I know we also want the action target as said here: https://github.com/OpenAdaptAI/OpenAdapt/issues/564#issuecomment-2214700881, could you please give a bit more info that how do you want to see (visualize) the action target in the process-graph.
As currently, it just shows the activity column only on the process graph as seen here: https://github.com/OpenAdaptAI/OpenAdapt/pull/852#issuecomment-2241253780.
So, I will need to do a bit more research on how to include the resource / other information in the process-graph and how to customize it according to our need.

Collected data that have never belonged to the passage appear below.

PR #3042, opened 2026-04-21
Accept plain pd.DataFrame in TableModel.df typing

visr:
This avoids typing issues like:

```
  ERROR `pandas.core.frame.DataFrame` is not assignable to attribute `df` with type `pandera.typing.pandas.DataFrame[ManningResistanceStaticSchema] | None` [bad-assignment]
     --> src\ribasim_nl\ribasim_nl\profiles\implement.py:299:50
      |
  299 |       ribasim_model.manning_resistance.static.df = pd.concat(
      |  __________________________________________________^
  300 | |         [ribasim_model.manning_resistance.static.df, manning_static], ignore_index=True
  301 | |     )
      | |_____^
```

### input_base.py
- Widen `TableModel.df` type from `DataFrame[TableT] | None` to `DataFrame[TableT] | pd.DataFrame | None` so that plain `pd.DataFrame` values are accepted by type checkers
- Add `arbitrary_types_allowed=True` to `model_config` since Pydantic can't generate a schema for bare `pd.DataFrame` without it
- Update `tableschema()` to find the pandera type by iterating over the union args, since the annotation is no longer a simple two-member union

Pandera validation is preserved because `DataFrame[TableT]` comes first in the union — Pydantic tries it before falling through to `pd.DataFrame`.

### test_schemas.py
- `test_df_accepts_plain_dataframe`: runtime test that `pd.concat` result can be assigned to `.df` and pandera validation still runs (missing columns added, index coerced)
- `test_df_accepts_plain_dataframe_typing`: runs pyrefly on a snippet to assert no `bad-assignment` error

### DIFF
--- a/python/ribasim/ribasim/input_base.py
+++ b/python/ribasim/ribasim/input_base.py
@@ -403,11 +403,14 @@ class TableModel[TableT: _BaseSchema](FileModel, ChildModel):
     are represented by a filepath, and are ChildModels, as they're contained in a NodeModel.
     """
 
-    df: DataFrame[TableT] | None = Field(default=None, exclude=True, repr=False)
+    df: DataFrame[TableT] | pd.DataFrame | None = Field(
+        default=None, exclude=True, repr=False
+    )
     _sort_keys: list[str] = PrivateAttr(default=[])
 
     model_config = ConfigDict(
         extra="allow",
+        arbitrary_types_allowed=True,
     )
 
     def __eq__(self, other: object) -> bool:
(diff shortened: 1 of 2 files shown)


visr:
**Why it might not be needed long-term:**
- Pandera could make `DataFrame[T]` a proper type alias for `pd.DataFrame` (it's already just a wrapper at runtime)
- Pyrefly could add special handling for pandera's typing wrappers, similar to how some type checkers handle SQLAlchemy
- This is a known gap in pandera's type system — other type checkers (mypy, pyright) have the same issue

**What the change costs you:**
- `arbitrary_types_allowed=True` weakens Pydantic's type safety on `TableModel`
- `tableschema()` became more fragile (iterating union args instead of a direct lookup)
- The union `DataFrame[TableT] | pd.DataFrame` is subtle — ordering matters for correctness

**The simpler alternative:** The downstream code (ribasim-nl) can just add `# pyrefly: ignore[bad-assignment]` at the few `pd.concat` assignment sites. That's a one-line fix per call site, keeps ribasim's internals clean, and has zero risk of breaking pandera validation.

My recommendation: **don't merge this PR.** The complexity isn't worth it for a type checker annotation issue. The `# pyrefly: ignore` approach at call sites is more pragmatic and easier to remove later if/when pandera or pyrefly fixes this upstream.

Issue #3040, opened 2026-04-20
Make tracers non-experimental


evetion:
In order to make our tracer computation non-experimental:
- [ ] Implement subtimestepping (#3014)
- [ ] Move the tracer config to its own group
- [ ] Document the feature (possibly by @Fati-Mon)
- [ ] Validate the implementation (that subtimesteps are required, and compared to Delwaq).
- [ ] Consider implementing #1969 (or at least how the tables would look like to make it non-breaking in the future).
- [ ] Consider implementing time tracers.
- [ ] Possibly rename concentration to tracer?

@JohnRushKucharski

gijsber:
renaming concentration to tracer seems a good idea to me, as it reduces expectations on the functionality and makes clear that you (basically) need a water quality model (like Delwaq) if you want to do substance/concentration modelling

PR #3052, opened 2026-04-24
Improve order of tracers in plot/legend

evetion:
- Adds default (sorted) ordering (but Initial always comes first) in plot
- Flips legend order to have the same order as the plot
- Allow user color with default for Initial

This should make the fraction plot a bit more useful. As suggested by @DanielTollenaar, and inspired by https://github.com/d2hydro/ribasim_delwaq_aam/blob/main/src/ribasim_tools/ribasim_tools/plot_fractions.py.

Automatic grouping of specific tracers requires more input (something to tackle in #3040). I can make a PR for easier access to the results.

image


visr:
For the default tracers this changes the preferred order set in https://github.com/Deltares/Ribasim/pull/3007. That is not only Initial first, but Precipitation on top etc.

Good to force Initial first for non-default tracers. Could you add the same edit to the QGIS plugin so that it remains consistent?

visr (approved):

I would love some general feedback and/or guidance for the work so far and next steps. Thank you.
Hi Krish, the activity should include the action target, as well as any other relevant information.
It means I can format an activity to be like:
" {title}~{action}~{action_target} "
and make this string under activity column. This way, we could have different information showacse in the process graph and also indexed.
I will give it a shot and I will let you its results.
@abrichr I have an update for this PR. I have tried to make a process-graph to showcase relevant details of each action event.
For that, could you see this output html page:
openadapt/process-graph/output/tmpkbsu9k18.html
OR below:
https://github.com/user-attachments/assets/3d593514-50a0-4ab8-ac4e-3338daa03a6d
I more change that I have to do in this is:
FOr press/prelease events, I need to pick action_tager from either (key_name OR key_char), whicheveyr is NOT Null
Use the events.py::get_events function with process_events=True in order to get keyframe events (ignore children).
Use ActionEvent.text to get action representation.
Use openadapt/strategies/visual.py::add_active_segment_descriptions to get targets.